Every line in the records below that holds the word "there" is to be copied.

Items listed in a dataset:
__________
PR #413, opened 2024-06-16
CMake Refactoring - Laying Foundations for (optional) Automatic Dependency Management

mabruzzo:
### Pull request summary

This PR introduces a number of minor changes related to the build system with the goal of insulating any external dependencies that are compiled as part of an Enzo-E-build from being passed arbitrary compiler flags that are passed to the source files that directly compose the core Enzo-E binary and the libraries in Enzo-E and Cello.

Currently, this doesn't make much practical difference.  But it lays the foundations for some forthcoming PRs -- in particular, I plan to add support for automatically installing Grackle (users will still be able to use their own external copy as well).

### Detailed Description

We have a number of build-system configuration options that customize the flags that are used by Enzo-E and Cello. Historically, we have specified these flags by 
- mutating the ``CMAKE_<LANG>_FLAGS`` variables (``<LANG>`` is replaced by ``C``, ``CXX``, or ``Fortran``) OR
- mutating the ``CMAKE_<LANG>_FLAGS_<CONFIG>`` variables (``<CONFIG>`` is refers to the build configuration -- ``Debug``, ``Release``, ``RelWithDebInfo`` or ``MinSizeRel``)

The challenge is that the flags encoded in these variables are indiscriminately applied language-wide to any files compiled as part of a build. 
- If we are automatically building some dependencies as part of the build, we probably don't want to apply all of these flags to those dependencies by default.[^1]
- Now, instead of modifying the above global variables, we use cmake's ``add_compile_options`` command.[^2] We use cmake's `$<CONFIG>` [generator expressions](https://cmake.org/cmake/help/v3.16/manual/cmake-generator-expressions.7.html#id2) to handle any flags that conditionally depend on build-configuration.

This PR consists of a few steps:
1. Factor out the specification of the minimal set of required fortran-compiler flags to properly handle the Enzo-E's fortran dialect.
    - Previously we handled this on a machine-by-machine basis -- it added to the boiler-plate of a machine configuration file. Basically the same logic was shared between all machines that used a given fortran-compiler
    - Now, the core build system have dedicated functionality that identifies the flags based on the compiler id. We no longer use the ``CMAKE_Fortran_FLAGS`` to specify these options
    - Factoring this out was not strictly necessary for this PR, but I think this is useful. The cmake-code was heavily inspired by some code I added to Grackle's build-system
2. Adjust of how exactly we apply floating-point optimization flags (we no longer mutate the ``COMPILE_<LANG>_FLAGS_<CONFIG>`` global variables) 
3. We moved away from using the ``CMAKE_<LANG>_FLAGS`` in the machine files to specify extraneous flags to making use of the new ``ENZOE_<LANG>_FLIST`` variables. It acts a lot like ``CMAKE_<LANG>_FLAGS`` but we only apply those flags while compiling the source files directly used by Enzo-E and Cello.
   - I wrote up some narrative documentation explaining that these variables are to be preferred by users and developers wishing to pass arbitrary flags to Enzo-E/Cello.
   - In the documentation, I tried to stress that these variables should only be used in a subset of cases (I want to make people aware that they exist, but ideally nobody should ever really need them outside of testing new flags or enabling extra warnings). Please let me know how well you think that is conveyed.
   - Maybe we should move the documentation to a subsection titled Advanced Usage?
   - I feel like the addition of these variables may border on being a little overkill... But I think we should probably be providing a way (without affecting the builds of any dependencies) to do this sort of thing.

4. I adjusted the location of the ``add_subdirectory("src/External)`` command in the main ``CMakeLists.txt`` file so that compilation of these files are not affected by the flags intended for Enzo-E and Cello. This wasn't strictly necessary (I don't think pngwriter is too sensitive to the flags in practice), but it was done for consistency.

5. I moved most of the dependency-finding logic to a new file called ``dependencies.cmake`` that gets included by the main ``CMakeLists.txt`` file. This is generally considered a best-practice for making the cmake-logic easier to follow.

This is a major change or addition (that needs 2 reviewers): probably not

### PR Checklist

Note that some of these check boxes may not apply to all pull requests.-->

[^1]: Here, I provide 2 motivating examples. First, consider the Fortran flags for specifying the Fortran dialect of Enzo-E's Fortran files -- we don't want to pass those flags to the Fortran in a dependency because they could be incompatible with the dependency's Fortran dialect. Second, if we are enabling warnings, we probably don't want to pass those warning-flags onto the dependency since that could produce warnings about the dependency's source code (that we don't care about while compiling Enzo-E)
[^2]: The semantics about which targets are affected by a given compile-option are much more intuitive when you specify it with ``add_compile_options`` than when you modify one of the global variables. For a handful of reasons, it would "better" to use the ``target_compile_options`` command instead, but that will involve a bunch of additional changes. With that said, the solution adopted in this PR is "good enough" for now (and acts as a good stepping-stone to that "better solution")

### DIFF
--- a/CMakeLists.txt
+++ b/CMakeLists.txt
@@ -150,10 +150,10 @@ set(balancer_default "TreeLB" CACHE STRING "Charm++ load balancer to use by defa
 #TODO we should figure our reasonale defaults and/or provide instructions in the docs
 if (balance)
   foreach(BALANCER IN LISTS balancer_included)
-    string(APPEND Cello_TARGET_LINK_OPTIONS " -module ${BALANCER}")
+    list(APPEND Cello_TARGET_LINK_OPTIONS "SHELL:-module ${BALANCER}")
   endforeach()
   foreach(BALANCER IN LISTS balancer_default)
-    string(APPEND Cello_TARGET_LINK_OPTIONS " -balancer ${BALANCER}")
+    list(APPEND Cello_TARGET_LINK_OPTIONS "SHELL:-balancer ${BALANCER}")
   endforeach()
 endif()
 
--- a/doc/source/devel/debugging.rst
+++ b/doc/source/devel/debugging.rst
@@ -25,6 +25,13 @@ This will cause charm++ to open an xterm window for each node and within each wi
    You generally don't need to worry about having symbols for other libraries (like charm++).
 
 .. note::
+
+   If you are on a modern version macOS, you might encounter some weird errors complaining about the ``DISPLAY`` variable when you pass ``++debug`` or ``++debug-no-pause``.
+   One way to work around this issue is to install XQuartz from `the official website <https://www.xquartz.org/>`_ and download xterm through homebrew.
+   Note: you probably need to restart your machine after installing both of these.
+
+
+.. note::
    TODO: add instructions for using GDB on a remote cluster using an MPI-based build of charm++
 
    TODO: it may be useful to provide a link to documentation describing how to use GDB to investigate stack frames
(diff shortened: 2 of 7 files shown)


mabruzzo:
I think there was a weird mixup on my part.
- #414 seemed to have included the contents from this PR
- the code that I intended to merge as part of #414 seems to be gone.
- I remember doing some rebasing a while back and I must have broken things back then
__________
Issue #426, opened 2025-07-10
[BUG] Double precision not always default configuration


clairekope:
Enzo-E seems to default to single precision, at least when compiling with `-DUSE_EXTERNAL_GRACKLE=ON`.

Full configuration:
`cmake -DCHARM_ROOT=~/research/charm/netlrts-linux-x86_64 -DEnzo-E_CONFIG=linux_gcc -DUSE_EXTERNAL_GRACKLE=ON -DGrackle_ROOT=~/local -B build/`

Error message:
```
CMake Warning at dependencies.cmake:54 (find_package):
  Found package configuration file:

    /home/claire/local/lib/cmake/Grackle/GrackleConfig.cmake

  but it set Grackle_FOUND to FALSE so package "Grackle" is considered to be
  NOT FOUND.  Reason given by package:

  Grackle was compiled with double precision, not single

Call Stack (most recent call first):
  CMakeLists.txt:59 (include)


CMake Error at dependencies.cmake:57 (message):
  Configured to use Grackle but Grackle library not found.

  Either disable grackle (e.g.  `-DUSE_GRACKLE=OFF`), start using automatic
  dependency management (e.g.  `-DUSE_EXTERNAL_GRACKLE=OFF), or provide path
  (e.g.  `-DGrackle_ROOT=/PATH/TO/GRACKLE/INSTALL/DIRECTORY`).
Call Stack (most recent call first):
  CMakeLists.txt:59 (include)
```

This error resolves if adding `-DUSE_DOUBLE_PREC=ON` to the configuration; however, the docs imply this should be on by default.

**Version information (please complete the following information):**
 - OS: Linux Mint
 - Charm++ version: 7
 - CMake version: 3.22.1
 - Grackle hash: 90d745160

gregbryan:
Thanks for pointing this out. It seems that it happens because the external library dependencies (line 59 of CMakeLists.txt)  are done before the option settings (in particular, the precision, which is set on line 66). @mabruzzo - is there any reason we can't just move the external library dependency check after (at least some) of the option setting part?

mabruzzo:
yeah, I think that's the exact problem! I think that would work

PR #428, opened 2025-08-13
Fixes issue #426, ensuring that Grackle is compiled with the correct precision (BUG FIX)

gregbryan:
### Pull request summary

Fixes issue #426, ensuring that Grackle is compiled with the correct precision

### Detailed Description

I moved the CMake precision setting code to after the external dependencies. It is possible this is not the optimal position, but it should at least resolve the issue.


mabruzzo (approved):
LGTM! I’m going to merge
__________
#### RESPONSE
I think there was a weird mixup on my part.
Thanks for pointing this out. It seems that it happens because the external library dependencies (line 59 of CMakeLists.txt)  are done before the option settings (in particular, the precision, which is set on line 66). @mabruzzo - is there any reason we can't just move the external library dependency check after (at least some) of the option setting part?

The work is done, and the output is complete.